2) Discipline peacefully without raising your voice
Giving children a count of 3 to do what you are asking is a good way to avoid raising your voice. The child will probably test the count of 3 but if parents are following the rules and give the child a time out or other penalty after the count of 3, then the child will learn that the parents are serious about following the guidelines they set.
3) Age appropriate rewards and timeouts for their behaviors
Rewards for toddlers/preschoolers can often benefit e.g. simple sticker charts. School going children can benefit from knowing that if they earn enough points they get to choose to read to someone, can go to playground or monitor the class. For older kids have the privilege of spending time with friends on the weekends. Only allow a teen to borrow the car if he has done all of his chores on time throughout the week.
Time-out area should be easily accessible and in such a location that the child can be easily monitored while in time-out. Generally for younger kids it is considered more effective to have short period of time-out (about 5-10 minutes), rather than long periods such as half an hour to one hour.
4) The “3 Fs” of positive discipline outcome
FIRM: Rules should be clearly stated and then followed when the inappropriate behaviors occurs. For example: Giving children a “count of three” to do what you are asking is a good way to avoid problems. The child will probably test the “count of three”. (Our kids would push us to 2 ½, 2 5/8, and so forth). But if parents are consistent, and give the child a time out or other consequence after the count of 3, the child will learn that his parents mean business.
FAIR: The punishment should fit the crime. Also in the case of inappropriate behavior, penalty should be stated in advance so the child knows what to expect. Harsh punishment is not necessary. Using a simple Time Out can be successful when it is used every time the inappropriate behavior occurs.

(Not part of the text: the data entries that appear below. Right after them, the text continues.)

PR #349, opened 2019-06-20
[spike]DCOS-55570: distribute typed design tokens

mperrotti:
The JS distribution of design tokens is now typed and compiled with Typescript.

Bonus:
You can now import design tokens into your app like this:
```
import { designTokens } from "@dcos/ui-kit";

const { red, blue, green } = designTokens;
```

I tested these changes in `dcos-ui` and `kommander`


packages/design-tokens/scripts/formats.js
```diff
@@ -23,10 +23,10 @@ const colorsForStyleguide = {
 };
 
 const commonJS = {
-  name: "javascript/commonJS",
+  name: "typescript/es6",
   formatter: dictionary =>
     `${dateHeader()}\n${dictionary.allProperties
-      .map(prop => `exports.${prop.name} = '${prop.value}';`)
+      .map(prop => `export const ${prop.name}: string = "${prop.value}";`)
```
mperrotti: Setting specific types for each category of design tokens felt like overkill, so I'm just using the `string` type for everything.

I can be more specific if anybody disagrees

GeorgiSTodorov:
Running the linter locally shows no errors, but we do have linter errors in the CI.

PR #351, opened 2019-06-26
chore: add top level package export for configuration map

natmegs:
^^ What the PR title says 😄

### DIFF
--- a/packages/index.ts
+++ b/packages/index.ts
@@ -25,6 +25,7 @@ export {
   DangerDropdownButton
 } from "./button";
 export { CheckboxInput } from "./checkboxInput";
+export { ConfigurationMap } from "./configurationmap";
 export { DonutChart } from "./donutChart";
 export { Dropdownable } from "./dropdownable";
 export { Icon } from "./icon";


mperrotti:
Woops, I should do this in https://github.com/dcos-labs/ui-kit/pull/352

Poltergeist:
Do we want to support the global imports? Last I heard we haven't solved the tree shaking issue and we should stick to deep imports. that's why I haven't added the global exports in the first place. @mperrotti

Poltergeist:
How can a global export be blocking a Pr? There is always the way of deep imports.

natmegs:
@Poltergeist  The only import path I could find was from `"@dcos/ui-kit/packages/configurationmap"`, which is the TS file directly. This is causing a bunch of TS errors originating from ui-kit in node_modules. For other deep imports in ui-kit we use the `dist` folder (ie `"@dcos/ui-kit/dist/packages/design-tokens/build/js/designTokens"`) but configurationmap is not in this folder.

Poltergeist:
Totally I forgot that we only compile stuff which is linked in the index.ts file. Thanks for explaining.

PR #352, opened 2019-06-26
DCOS-54898: finished ConfigurationMap, added HashMap

mperrotti:
## Screenshots
Screen Shot 2019-06-25 at 9 08 57 PM

### DIFF
--- a/packages/configurationmap/components/ConfigurationMapHeading.tsx
+++ b/packages/configurationmap/components/ConfigurationMapHeading.tsx
@@ -1,0 +1,44 @@
+import * as React from "react";
+import { cx } from "emotion";
+import { padding, border } from "../../shared/styles/styleUtils";
+import { configurationMapHeadingStyle } from "../style";
+
+interface ConfigurationMapHeadingProps {
+  /**
+   * What to render as the heading content
+   */
+  children: React.ReactNode;
+  /**
+   * Priority of the heading. Numbers map to <h1> through <h6>
+   */
+  headingLevel?: 1 | 2 | 3 | 4 | 5 | 6;
+}
+
+const ConfigurationMapHeading: React.StatelessComponent<
+  ConfigurationMapHeadingProps
+> = props => {
+  const { children, headingLevel = 1 } = props;
+  // TODO: when we have our typographic scale and component for headings,
+  // use those header components instead of HTML headings
+  const Heading: keyof React.ReactHTML = `h${headingLevel}` as
+    | "h1"
+    | "h2"
+    | "h3"
+    | "h4"
+    | "h5"
+    | "h6";
+
+  return (
+    <Heading
+      className={cx(
+        configurationMapHeadingStyle,
+        padding("bottom", "xs"),
+        border("bottom")
+      )}
+    >
+      {children}
+    </Heading>
+  );
+};
+
+export default ConfigurationMapHeading;
--- a/packages/configurationmap/components/ConfigurationMapRow.tsx
+++ b/packages/configurationmap/components/ConfigurationMapRow.tsx
@@ -1,0 +1,38 @@
+import { configurationMapRow } from "../style";
+import { css } from "emotion";
+import styled from "react-emotion";
+import {
+  flex,
+  padding,
+  border,
+  visuallyHidden,
+  undoVisuallyHidden
+} from "../../shared/styles/styleUtils";
+import { rowActionStaticClassname } from "./ConfigurationMapRowAction";
+
+interface ConfigurationMapRowActionProps {
+  children: React.ReactNode;
+  onlyShowActionOnHover?: boolean;
+}
+
+const showActionOnHoverStyle = (props: ConfigurationMapRowActionProps) => {
+  if (props.onlyShowActionOnHover) {
+    return css`
+      .${rowActionStaticClassname} {
+        ${visuallyHidden};
+      }
+
+      &:hover .${rowActionStaticClassname} {
+        ${undoVisuallyHidden};
+      }
+    `;
+  }
+};
+
+export default styled("div")`
+  ${configurationMapRow};
+  ${showActionOnHoverStyle};
+  ${border("bottom")};
+  ${flex()};
+  ${padding("vert", "xs")};
+`;
--- a/packages/configurationmap/components/ConfigurationMapRowAction.tsx
+++ b/packages/configurationmap/components/ConfigurationMapRowAction.tsx
@@ -1,0 +1,31 @@
+import * as React from "react";
+import SecondaryButton from "../../button/components/SecondaryButton";
+import { cx } from "react-emotion";
+import { flexItem } from "../../shared/styles/styleUtils";
+
+interface ConfigurationMapRowActionProps {
+  /**
+   * What to render as the action content
+   */
+  children: React.ReactNode;
+  /**
+   * Click handler for the action
+   */
+  onClick: (event?: React.SyntheticEvent<HTMLElement>) => void;
+}
+
+export const rowActionStaticClassname = "static_configurationMapRowAction";
+
+const ConfigurationMapRowAction: React.StatelessComponent<
+  ConfigurationMapRowActionProps
+> = props => {
+  const { onClick, children } = props;
+
+  return (
+    <span className={cx(rowActionStaticClassname, flexItem("shrink"))}>
+      <SecondaryButton onClick={onClick}>{children}</SecondaryButton>
+    </span>
+  );
+};
+
+export default ConfigurationMapRowAction;
--- a/packages/configurationmap/components/ConfigurationMapValueWithDefault.tsx
+++ b/packages/configurationmap/components/ConfigurationMapValueWithDefault.tsx
@@ -1,0 +1,18 @@
+import * as React from "react";
+import ConfigurationMapValue from "./ConfigurationMapValue";
+
+interface ConfigurationMapValueWithDefaultProps {
+  /**
+   * The value to display
+   */
+  value?: React.ReactNode;
+}
+const ConfigurationMapValueWithDefault: React.StatelessComponent<
+  ConfigurationMapValueWithDefaultProps
+> = props => {
+  const { value } = props;
+
+  return <ConfigurationMapValue>{value || "—"}</ConfigurationMapValue>;
+};
+
+export default ConfigurationMapValueWithDefault;
--- a/packages/configurationmap/components/HashMap.tsx
+++ b/packages/configurationmap/components/HashMap.tsx
@@ -1,0 +1,150 @@
+import * as React from "react";
+
+import ConfigurationMapSection from "./ConfigurationMapSection";
+import ConfigurationMapHeading from "./ConfigurationMapHeading";
+import ConfigurationMapRow from "./ConfigurationMapRow";
+import ConfigurationMapLabel from "./ConfigurationMapLabel";
+import ConfigurationMapValue from "./ConfigurationMapValue";
+
+const METHODS_TO_BIND = ["formatValue", "isHashMap"];
+
+type headingLevel = 1 | 2 | 3 | 4 | 5 | 6;
+
+interface HashMapProps {
+  /**
+   * Content to render if no value is available
+   */
+  defaultValue?: string;
+  /**
+   * The data to render. Keys are rendered as labels, values are rendered as the value
+   */
+  hash: { [key: string]: React.ReactNode };
+  /**
+   * Priority of the heading that the `headline` prop renders in. Numbers map to <h1> through <h6>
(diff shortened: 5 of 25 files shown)


mperrotti:
@Poltergeist:

> why we are introducing a breaking change to the API. Also why are we breaking the API just shortly after we introduced it in #332

That's a great point. We did _just_ introduce this component. I changed it for two reasons:
1. I thought this component API, taken from the `ConfigurationMap` in DC/OS, was closer to what we want our component APIs to look like
2. Aligning the component API to what's in DC/OS would make it easier to use this component in DC/OS
3. I wanted to support row actions in the configuration map, and I couldn't think of a great way to do that with the `data` prop as you had it before.

---

If you or other reviewers think think these changes are too much too soon, I'll gladly change the component API back to what it was.

If you and other reviewers think it's ok to move forward with these changes, I'll make the appropriate changes to my commit message.

GeorgiSTodorov:
@Poltergeist , good catch on the breaking changes.
However, I think it's better to change the commit message and move forward with the current changes.
Also, @mperrotti , we have a conflicting file.

packages/configurationmap/index.ts
```diff
@@ -1 +1,23 @@
 export { default as ConfigurationMap } from "./components/ConfigurationMap";
+export {
+  default as ConfigurationMapSection
```
pierrebeitz: i like skipping the prefix of `ConfigurationMap*` to be able to either 

```typescript
import { Section } from "components/ConfigurationMap"

// OR

import * as CMap from "components/ConfigurationMap"

render(
  <CMap.Section />
)
```

but that's personal preference. no action item here.

packages/configurationmap/components/HashMap.tsx
```diff
@@ -0,0 +1,152 @@
...
+   */
+  emptyValue?: string;
+  /**
+   * The data to render. Keys are rendered as labels, values are rendered as the value
+   */
+  hash: { [key: string]: React.ReactNode };
+  /**
+   * Priority of the heading that the `headline` prop renders in. Numbers map to <h1> through <h6>
+   */
+  headingLevel?: headingLevel;
```
pierrebeitz: is there a concrete need for `headingLevel` already?

my gut says that the library should decide on this most or all of the time.

packages/configurationmap/components/HashMap.tsx
```diff
@@ -0,0 +1,152 @@
...
+    }
+
+    if (!value && this.props.emptyValue) {
+      value = this.props.emptyValue;
+    }
+
+    return value;
+  }
+
+  isHashMap(value) {
```
pierrebeitz: sidenote: this "method" does not use `this` and thus does not need to be a method.

no action item, please just close this comment.

packages/configurationmap/tests/__snapshots__/HashMap.test.tsx.snap
```diff
@@ -0,0 +1,141 @@
...
+      class="css-1pld8at"
+    >
+      bar
+    </dd>
+  </div>
+</dl>
+`;
+
+exports[`HashMap renders with nested object hash 1`] = `
+<dl
```
pierrebeitz: is that markup here the way we want it?

the double-`dl` makes me suspicious :)
```
dl 
  dl 
    h2 foo
    div
      dt bar
      dd baz
```

packages/configurationmap/stories/HashMap.stories.tsx
```diff
@@ -0,0 +1,103 @@
...
+      hash={{
+        name: "Jane Doe",
+        role: "UX Designer",
+        city: "San Francisco",
+        state: "CA",
+        zipcode: 95125
+      }}
+    />
+  ))
+  .add("with nested objects", () => (
```
natmegs: I think this is overwritten below

packages/configurationmap/stories/HashMap.stories.tsx
```diff
@@ -0,0 +1,103 @@
...
+    <HashMap
+      hash={{
+        name: "Jane Doe",
+        role: "UX Designer",
+        city: "San Francisco",
+        state: "CA",
+        zipcode: 95125,
+        Favorites: {
```
natmegs: Is there a way to specify `renderKeys` for nested keys?

packages/configurationmap/components/HashMap.tsx
mperrotti: I've seen a bunch of cases in `dcos-ui` where we manually set the `headingLevel`, so I figured I'd keep that here.

packages/configurationmap/tests/__snapshots__/HashMap.test.tsx.snap
mperrotti: I agree, this is a bit strange, but I can't find anything in the spec that says it's not ok: https://www.w3.org/TR/html401/struct/lists.html#h-10.3.

I'm open to suggestions for how we might change the parent `dl` though if you have any ideas :)

packages/configurationmap/stories/HashMap.stories.tsx
mperrotti: Woops, you're right. Good catch 😅

packages/configurationmap/tests/__snapshots__/HashMap.test.tsx.snap
pierrebeitz: if it's okay for you, it's okay for me! :)

packages/configurationmap/stories/HashMap.stories.tsx
mperrotti: No, it only goes one level deep. Do you think this can be a follow-up ticket? Or changed in this PR?

Poltergeist:
I still intend to review this thoroughly, please don't merge yet.

packages/configurationmap/stories/HashMap.stories.tsx
natmegs: Follow up would be fine - it's probably not a terribly common use case!

packages/table/README.md
```diff
@@ -4,13 +4,6 @@
 
 Use tables to display information in a way that’s easy to scan, so that user can look for patterns and insights. Users will use tables to troubleshoot, manage and monitor their systems.
 
-## Types of Tables
```
Poltergeist: I think this has been removed by accident?

packages/typeahead/tests/__snapshots__/Typeahead.test.tsx.snap
```diff
@@ -1,6 +1,28 @@
 // Jest Snapshot v1, https://goo.gl/fbAQLP
 
 exports[`Typeahead renders 1`] = `
+.emotion-3 {
```
Poltergeist: Why are we updating the typeahead snapshots? Did we touch anything here?

packages/table/README.md
mperrotti: Nope, the "detail table" describes a configuration map, so it felt weird to have it documented in here

packages/typeahead/tests/__snapshots__/Typeahead.test.tsx.snap
mperrotti: We didn't. I have no idea why the snapshots changed - they styles look the same

packages/configurationmap/stories/ConfigurationMap.stories.tsx
```diff
@@ -1,14 +1,171 @@
...
+          <ConfigurationMapValue>San Francisco</ConfigurationMapValue>
+          <ConfigurationMapRowAction>Action</ConfigurationMapRowAction>
+        </ConfigurationMapRow>
+      </ConfigurationMapSection>
+    </ConfigurationMap>
+  ))
+  .add("with row action shown on hover", () => (
+    <ConfigurationMap>
+      <ConfigurationMapSection>
+        <ConfigurationMapRow showActionOnHover={true}>
```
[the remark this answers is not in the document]
mperrotti: Technically it is, but our linter yells at me for not explicitly passing a boolean value

packages/configurationmap/components/ConfigurationMapValueWithDefault.tsx
```diff
@@ -0,0 +1,22 @@
...
+
+interface ConfigurationMapValueWithDefaultProps {
+  /**
+   * The value to display
+   */
+  value?: React.ReactNode;
+  /**
+   * Content to render if no value is available
+   */
+  defaultValue?: React.ReactNode;
```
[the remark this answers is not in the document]
mperrotti: I'm not certain, but I think sometimes we use `N/A`, and sometimes we use `–`.
I'm ok with not allowing this to be configurable for now, and changing it if we need to

packages/configurationmap/components/ConfigurationMapRowAction.tsx
```diff
@@ -0,0 +1,31 @@
...
+
+interface ConfigurationMapRowActionProps {
+  /**
+   * What to render as the action content
+   */
+  children: React.ReactNode;
+  /**
+   * Click handler for the action
+   */
+  onClick?: (event?: React.SyntheticEvent<HTMLElement>) => void;
```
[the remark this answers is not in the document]
mperrotti: Good point - it should probably be required

packages/configurationmap/components/ConfigurationMapRow.tsx
```diff
@@ -0,0 +1,38 @@
...
+  padding,
+  border,
+  visuallyHidden,
+  undoVisuallyHidden
+} from "../../shared/styles/styleUtils";
+import { rowActionStaticClassname } from "./ConfigurationMapRowAction";
+
+interface ConfigurationMapRowActionProps {
+  children: React.ReactNode;
+  showActionOnHover?: boolean;
```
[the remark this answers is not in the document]
mperrotti: We could have an action that's always shown, or we could have an action that's only shown on hover

packages/configurationmap/components/ConfigurationMapHeading.tsx
```diff
@@ -0,0 +1,44 @@
...
+
+interface ConfigurationMapHeadingProps {
+  /**
+   * What to render as the heading content
+   */
+  children: React.ReactNode;
+  /**
+   * Priority of the heading. Numbers map to <h1> through <h6>
+   */
+  headingLevel?: 1 | 2 | 3 | 4 | 5 | 6;
```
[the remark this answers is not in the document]
mperrotti: > 1. Do we really need 6 level deep headings
A `HashMap` with nested objects increases it's heading level (up to `6`) with each level of nesting

> 2. How this is implemented we could have a headingLevel 7 in the default value since that one does not get type checked if we want to have a default value we need a implementation like this:

I don't think I'm following what you're saying here. Maybe we could hop on a Zoom and talk more?

> 3. I would prefer if we would expose ConfigurationMapHeading1... ConfigurationMapHeading6 as different components instead of 1 flexible component.

Why do you prefer that?

packages/configurationmap/components/ConfigurationMapRow.tsx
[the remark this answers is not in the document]
Poltergeist: Okay, gotcha, I propose to rename the prop to `onlyShowActionOnHover` to remove the  confusion. My assumption was that the normal case is that the action is hidden and it should get shown on hover.

packages/configurationmap/components/ConfigurationMapHeading.tsx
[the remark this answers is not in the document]
Poltergeist: Let's talk about this offline it is also not blocking.

packages/configurationmap/components/ConfigurationMapValueWithDefault.tsx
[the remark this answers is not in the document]
Poltergeist: Let's keep on using it. Although I would prefer if we could bring this to a better consistency by thinking about the different cases and maybe generate multiple components. For each case.

packages/configurationmap/components/ConfigurationMapRow.tsx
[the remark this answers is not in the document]
Poltergeist: Okay, gotcha, I propose to rename the prop to `onlyShowActionOnHover` to remove the  confusion. My assumption was that the normal case is that the action is hidden and it should get shown on hover.

GeorgiSTodorov:
Is it expected that the prop types look weird?
On master:
Screenshot from 2019-07-09 13-05-43

Here:
Screenshot from 2019-07-09 13-06-41

mperrotti:
@GeorgiSTodorov - that's an easy fix in Storybook. I'll take care of it before we merge :)

PR #354, opened 2019-06-27
DCOS-55837: Add an avatar component

mperrotti:
## Screenshots
Screen Shot 2019-06-27 at 1 25 10 PM


GeorgiSTodorov:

FRIENDLY: Use a friendly but firm message when letting a child know they have misbehaved. Encourage them to try to remember what they should do instead to avoid future penalty. Work at “catching them being good” and praise them for appropriate behavior.
5) Don’t pressure anything that you can’t implement:
When a parent creates pressure out of anger such as “You are stuck for the rest of the summer,” it is unrealistic. When parents calm down and think about what penalty they can practically implement (e.g. “You are grounded this weekend”), discipline will be more consistent. Use helping chores as penalty when your child misbehaves. Children and especially teenagers expect to be punished when they break the rules. They will actually feel better when they know they are helping their mother with her household chores.